**** Extracted data

PR #27, opened 2015-03-30
Bootstrap crud test integrated. Serialization test added for Contact.

krishnaIndia:
CRUD test integrated for Bootstrap. Serialization test added for Contact.

### DIFF
--- a/src/bootstrap.rs
+++ b/src/bootstrap.rs
@@ -21,7 +21,6 @@ extern crate sodiumoxide;
 extern crate time;
 extern crate sqlite3;
 extern crate cbor;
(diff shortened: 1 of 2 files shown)


src/bootstrap.rs
```diff
@@ -183,3 +185,58 @@ impl BootStrapHandler {
     ;
   }
 }
+
```
dirvine: Perhaps best to make a ```mod test``` and then if you need a crate for test like rand above it can go in the test module.

krishnaIndia: Sure. I ll make the change and update the commit

PR #31, opened 2015-03-31
Interim commit of UDP broadcast methods.

Fraser999:


src/broadcast.rs
```diff
@@ -0,0 +1,181 @@
...
+                    ((buffer[(2 * i) + 1] as u16) << 8) + (buffer[(2 * i) + 2] as u16);
+            }
+            let port: u16 = ((buffer[17] as u16) << 8) + (buffer[18] as u16);
+            let flowinfo: u32 =
+                ((buffer[19] as u32) << 24) + ((buffer[20] as u32) << 16) +
+                ((buffer[21] as u32) << 8) + (buffer[22] as u32);
+            let scope_id: u32 =
+                ((buffer[23] as u32) << 24) + ((buffer[24] as u32) << 16) +
+                ((buffer[25] as u32) << 8) + (buffer[26] as u32);
+            let peer_socket = SocketAddrV6::new(Ipv6Addr::new(
```
dirvine: Is it possible to receive ip6 broadcasts. I think it uses multicast with a broadcast mullticast group definition or similar?

Fraser999: The broadcast is all done on IPv4 sockets (that's the plan anyway).  This is just parsing the sender's provided address - the one he claims to be listening on.  It could be IPv4 or v6, or it could be a total lie - he may not be listening on the provided address at all.

dirvine: Ah right does that mean a node may return an address as a message as opposed to from the udp packet itself? Could prove to be better as it will allow further flexibility

Fraser999: We're not given access to the UDP packets via Rust's `UdpSocket` - the nodes are just sending data from `u8` arrays.  I couldn't get the cbor serialisation/parsing to work quickly with `SocketAddr`s, so I just went with what made sense to me and extracted the raw bytes from the addresses.

I haven't looked into the endian-safety of this.  If Rust doesn't already handle endianness for us when sending/receiving UDP messages, then the serialise/parse functions aren't safe.

PR #36, opened 2015-03-31
test_multiple_client_small_stream

chandraprakash:


src/tcp_connections.rs
```diff
@@ -206,6 +206,71 @@ mod test {
...
+        }
+
+        // listener
+        thread::spawn(move || {
+            for (connection, u32) in listener.into_blocking_iter() {
+                // Spawn a new thread for each connection that we get.
+                thread::spawn(move || {
+                    let (i, mut o) = upgrade_tcp(connection).unwrap();
+                    for x in i.into_blocking_iter() {
+                        if o.send(&(x, x + 1)).is_err() { break; }
```
dirvine: This will not compile for now, may be a compiler bug, unsure, it needs to be 
```   let i = i.blocking_iter(); 
       let vec : Vec<u64> = i.collect();
        for &x in vec.iter() {
```

PR #39, opened 2015-04-01
Resolve all but one warning

benjaminbollen:
Left one warning untouched, as it would be less trivial change - outwidth my current scope.  Just quick PR to get routing set up and scan through the project


dirvine:
Nice !

PR #46, opened 2015-04-02
Sentinel tests

benjaminbollen:


benjaminbollen:
ASSERT FAILS: Sentinel sends out for GetGroupKey for every copy of PutData received; this assert passed in C++ impl

benjaminbollen:
Expansion of test mechanism paused on Rust language technicalities.  Sentinel test already exposes two failing asserts:  Sentinel does not return a response; and Sentinel calls back to GetGroupKey on every put_data message received

PR #47, opened 2015-04-03
Force Travis Rust on 2015-04-01

benjaminbollen:


benjaminbollen:
Doesn't correctly install rustc, can't find rustc afterwards

PR #990, opened 2016-04-22
Add GetNetworkNameFailed and NetworkStartupFailed events.

afck:
Also dont' send `GetNetworkName` if we just sent it to another node.

---
This change is [Reviewable](https://reviewable.io/reviews/maidsafe/routing/990)


maidsafe-highfive:
r? @canndrew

********

### What to do
If a line of the listing contains the word "integrated", count it; then give the total and nothing else.

### Completed task
2